DATA FOR ANALYSIS START

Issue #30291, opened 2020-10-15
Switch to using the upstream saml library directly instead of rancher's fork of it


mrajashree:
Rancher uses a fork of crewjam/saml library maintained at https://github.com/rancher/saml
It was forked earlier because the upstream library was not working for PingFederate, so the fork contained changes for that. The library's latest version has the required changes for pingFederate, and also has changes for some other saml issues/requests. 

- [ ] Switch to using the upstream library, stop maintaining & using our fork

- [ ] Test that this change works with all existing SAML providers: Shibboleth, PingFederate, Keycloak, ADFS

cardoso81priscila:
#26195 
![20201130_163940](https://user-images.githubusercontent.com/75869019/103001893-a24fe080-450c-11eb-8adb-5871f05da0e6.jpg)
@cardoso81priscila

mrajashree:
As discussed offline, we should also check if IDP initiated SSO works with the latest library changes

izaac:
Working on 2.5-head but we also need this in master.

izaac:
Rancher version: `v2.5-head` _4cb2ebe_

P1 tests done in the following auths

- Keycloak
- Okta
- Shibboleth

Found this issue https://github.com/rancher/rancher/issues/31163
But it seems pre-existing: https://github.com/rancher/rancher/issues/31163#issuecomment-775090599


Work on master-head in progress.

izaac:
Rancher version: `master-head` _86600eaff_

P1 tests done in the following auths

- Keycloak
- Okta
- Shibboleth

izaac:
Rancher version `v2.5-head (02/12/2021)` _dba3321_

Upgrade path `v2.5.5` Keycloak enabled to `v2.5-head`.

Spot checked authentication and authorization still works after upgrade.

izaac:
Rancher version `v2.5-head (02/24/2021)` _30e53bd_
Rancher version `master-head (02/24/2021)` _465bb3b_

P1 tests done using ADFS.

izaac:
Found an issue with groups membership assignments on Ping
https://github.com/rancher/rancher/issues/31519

DATA FOR ANALYSIS END

> [PROBLEM DESCRIPTION]
Make a verbatim copy of each record.

> [EXERCISE OUTPUT]
Issue #30291, opened 2020-10-15
Switch to using the upstream saml library directly instead of rancher's fork of it


mrajashree:
Rancher uses a fork of crewjam/saml library maintained at https://github.com/rancher/saml
It was forked earlier because the upstream library was not working for PingFederate, so the fork contained changes for that. The library's latest version has the required changes for pingFederate, and also has changes for some other saml issues/requests. 

- [ ] Switch to using the upstream library, stop maintaining & using our fork

- [ ] Test that this change works with all existing SAML providers: Shibboleth, PingFederate, Keycloak, ADFS

cardoso81priscila:
#26195 
![20201130_163940](https://user-images.githubusercontent.com/75869019/103001893-a24fe080-450c-11eb-8adb-5871f05da0e6.jpg)
@cardoso81priscila

mrajashree:
As discussed offline, we should also check if IDP initiated SSO works with the latest library changes

izaac:
Working on 2.5-head but we also need this in master.

izaac:
Rancher version: `v2.5-head` _4cb2ebe_

P1 tests done in the following auths

- Keycloak
- Okta
- Shibboleth

Found this issue https://github.com/rancher/rancher/issues/31163
But it seems pre-existing: https://github.com/rancher/rancher/issues/31163#issuecomment-775090599


Work on master-head in progress.

izaac:
Rancher version: `master-head` _86600eaff_

P1 tests done in the following auths

- Keycloak
- Okta
- Shibboleth

izaac:
Rancher version `v2.5-head (02/12/2021)` _dba3321_

Upgrade path `v2.5.5` Keycloak enabled to `v2.5-head`.

Spot checked authentication and authorization still works after upgrade.

izaac:
Rancher version `v2.5-head (02/24/2021)` _30e53bd_
Rancher version `master-head (02/24/2021)` _465bb3b_

P1 tests done using ADFS.

izaac:
Found an issue with groups membership assignments on Ping
https://github.com/rancher/rancher/issues/31519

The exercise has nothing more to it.